Start of Block
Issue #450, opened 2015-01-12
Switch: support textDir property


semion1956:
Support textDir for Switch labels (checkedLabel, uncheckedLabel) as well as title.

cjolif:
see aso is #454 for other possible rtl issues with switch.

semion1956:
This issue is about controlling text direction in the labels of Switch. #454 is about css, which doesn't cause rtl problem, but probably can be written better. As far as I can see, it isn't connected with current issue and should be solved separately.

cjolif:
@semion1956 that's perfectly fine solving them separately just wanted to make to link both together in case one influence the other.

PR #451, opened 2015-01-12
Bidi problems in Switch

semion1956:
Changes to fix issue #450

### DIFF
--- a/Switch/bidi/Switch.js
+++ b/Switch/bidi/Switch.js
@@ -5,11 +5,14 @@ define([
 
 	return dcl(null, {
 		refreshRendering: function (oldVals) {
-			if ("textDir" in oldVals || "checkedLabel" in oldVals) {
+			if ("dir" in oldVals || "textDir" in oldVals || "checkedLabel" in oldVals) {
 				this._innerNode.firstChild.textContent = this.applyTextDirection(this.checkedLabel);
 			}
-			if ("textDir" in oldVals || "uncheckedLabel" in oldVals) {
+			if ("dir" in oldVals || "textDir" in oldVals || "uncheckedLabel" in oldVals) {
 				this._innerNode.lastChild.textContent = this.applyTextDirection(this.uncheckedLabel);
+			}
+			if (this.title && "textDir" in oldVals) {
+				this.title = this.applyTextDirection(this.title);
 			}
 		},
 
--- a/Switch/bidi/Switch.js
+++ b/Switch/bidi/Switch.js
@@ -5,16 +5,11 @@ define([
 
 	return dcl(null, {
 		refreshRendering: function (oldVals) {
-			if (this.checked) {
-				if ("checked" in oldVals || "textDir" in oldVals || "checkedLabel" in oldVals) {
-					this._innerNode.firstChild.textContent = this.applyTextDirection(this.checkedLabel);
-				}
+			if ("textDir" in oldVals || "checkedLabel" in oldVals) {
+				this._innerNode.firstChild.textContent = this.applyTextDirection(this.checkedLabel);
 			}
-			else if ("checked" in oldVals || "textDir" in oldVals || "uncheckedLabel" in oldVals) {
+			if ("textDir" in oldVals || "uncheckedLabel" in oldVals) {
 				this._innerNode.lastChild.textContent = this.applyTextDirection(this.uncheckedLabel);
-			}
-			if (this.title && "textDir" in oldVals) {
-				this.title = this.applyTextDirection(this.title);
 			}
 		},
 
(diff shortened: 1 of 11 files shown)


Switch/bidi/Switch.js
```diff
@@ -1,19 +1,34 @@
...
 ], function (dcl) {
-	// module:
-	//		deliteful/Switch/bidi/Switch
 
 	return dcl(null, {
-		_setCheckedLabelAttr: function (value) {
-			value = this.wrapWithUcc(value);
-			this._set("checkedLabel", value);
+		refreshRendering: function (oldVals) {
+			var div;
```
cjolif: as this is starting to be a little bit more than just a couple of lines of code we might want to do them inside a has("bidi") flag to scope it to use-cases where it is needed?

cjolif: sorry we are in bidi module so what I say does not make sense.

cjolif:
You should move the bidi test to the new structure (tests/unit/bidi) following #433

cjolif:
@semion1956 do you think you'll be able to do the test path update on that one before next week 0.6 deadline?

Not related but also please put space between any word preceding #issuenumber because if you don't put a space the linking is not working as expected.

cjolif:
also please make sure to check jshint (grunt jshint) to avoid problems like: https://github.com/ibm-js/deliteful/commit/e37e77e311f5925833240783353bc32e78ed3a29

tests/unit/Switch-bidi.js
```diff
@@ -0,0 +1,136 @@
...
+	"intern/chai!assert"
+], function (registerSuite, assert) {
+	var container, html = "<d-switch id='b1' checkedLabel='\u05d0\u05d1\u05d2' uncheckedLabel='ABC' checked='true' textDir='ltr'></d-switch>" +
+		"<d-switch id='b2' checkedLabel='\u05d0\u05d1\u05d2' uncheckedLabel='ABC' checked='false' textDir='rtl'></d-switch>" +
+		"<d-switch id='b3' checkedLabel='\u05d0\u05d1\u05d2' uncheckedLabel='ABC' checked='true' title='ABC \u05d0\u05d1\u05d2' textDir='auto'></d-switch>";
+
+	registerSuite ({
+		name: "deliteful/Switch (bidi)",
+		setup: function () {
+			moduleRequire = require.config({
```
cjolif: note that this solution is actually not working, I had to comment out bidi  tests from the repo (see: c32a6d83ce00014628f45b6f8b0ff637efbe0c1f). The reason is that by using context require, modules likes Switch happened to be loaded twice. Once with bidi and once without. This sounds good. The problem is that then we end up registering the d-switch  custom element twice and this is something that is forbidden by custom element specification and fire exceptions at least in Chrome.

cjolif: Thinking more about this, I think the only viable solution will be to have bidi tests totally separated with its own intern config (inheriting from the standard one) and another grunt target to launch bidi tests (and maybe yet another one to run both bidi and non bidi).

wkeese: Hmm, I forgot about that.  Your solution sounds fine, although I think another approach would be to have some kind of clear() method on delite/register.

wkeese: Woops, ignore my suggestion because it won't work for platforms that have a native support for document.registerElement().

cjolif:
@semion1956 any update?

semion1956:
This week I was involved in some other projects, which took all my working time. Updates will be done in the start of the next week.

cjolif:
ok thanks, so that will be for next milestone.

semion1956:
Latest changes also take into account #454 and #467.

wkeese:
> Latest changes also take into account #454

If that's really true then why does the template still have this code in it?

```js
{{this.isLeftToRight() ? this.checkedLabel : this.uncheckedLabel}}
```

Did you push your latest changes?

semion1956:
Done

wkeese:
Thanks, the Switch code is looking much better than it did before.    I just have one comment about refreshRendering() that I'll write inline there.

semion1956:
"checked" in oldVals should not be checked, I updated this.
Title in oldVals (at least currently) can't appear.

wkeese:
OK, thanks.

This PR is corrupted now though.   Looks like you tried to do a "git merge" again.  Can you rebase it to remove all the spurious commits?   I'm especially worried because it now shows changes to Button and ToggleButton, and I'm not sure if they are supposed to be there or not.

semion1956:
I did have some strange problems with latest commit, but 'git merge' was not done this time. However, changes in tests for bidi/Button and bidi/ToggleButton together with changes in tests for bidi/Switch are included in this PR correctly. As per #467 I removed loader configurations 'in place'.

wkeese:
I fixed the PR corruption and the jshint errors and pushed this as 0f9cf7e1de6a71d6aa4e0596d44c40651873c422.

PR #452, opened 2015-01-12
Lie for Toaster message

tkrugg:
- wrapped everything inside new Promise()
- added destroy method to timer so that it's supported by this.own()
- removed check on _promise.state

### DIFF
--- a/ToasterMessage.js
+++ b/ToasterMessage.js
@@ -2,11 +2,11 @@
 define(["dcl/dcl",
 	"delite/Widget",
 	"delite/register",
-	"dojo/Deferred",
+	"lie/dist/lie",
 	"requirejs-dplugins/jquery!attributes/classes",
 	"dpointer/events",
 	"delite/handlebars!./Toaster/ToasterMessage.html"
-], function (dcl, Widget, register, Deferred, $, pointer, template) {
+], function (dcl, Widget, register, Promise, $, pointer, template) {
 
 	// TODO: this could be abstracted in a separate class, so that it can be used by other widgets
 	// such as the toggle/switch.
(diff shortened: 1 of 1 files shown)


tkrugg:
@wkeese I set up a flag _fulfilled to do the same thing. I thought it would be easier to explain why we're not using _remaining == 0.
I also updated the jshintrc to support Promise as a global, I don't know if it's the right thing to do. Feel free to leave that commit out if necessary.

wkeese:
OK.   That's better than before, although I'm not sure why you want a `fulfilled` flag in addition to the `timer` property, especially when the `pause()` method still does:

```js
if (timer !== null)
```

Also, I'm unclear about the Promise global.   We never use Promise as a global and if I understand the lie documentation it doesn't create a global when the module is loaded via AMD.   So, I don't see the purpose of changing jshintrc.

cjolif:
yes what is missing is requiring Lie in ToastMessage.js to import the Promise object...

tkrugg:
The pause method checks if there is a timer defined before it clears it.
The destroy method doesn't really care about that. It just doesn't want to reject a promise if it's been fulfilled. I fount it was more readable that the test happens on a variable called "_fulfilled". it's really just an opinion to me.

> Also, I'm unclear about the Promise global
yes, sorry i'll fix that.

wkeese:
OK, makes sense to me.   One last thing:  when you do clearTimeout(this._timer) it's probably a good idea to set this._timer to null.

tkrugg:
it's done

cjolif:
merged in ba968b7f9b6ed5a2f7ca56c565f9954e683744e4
End of Block
What you will do: Search the listing for the string "take". Copy each line where it turns up.

Answer for this exercise:
Latest changes also take into account #454 and #467.
> Latest changes also take into account #454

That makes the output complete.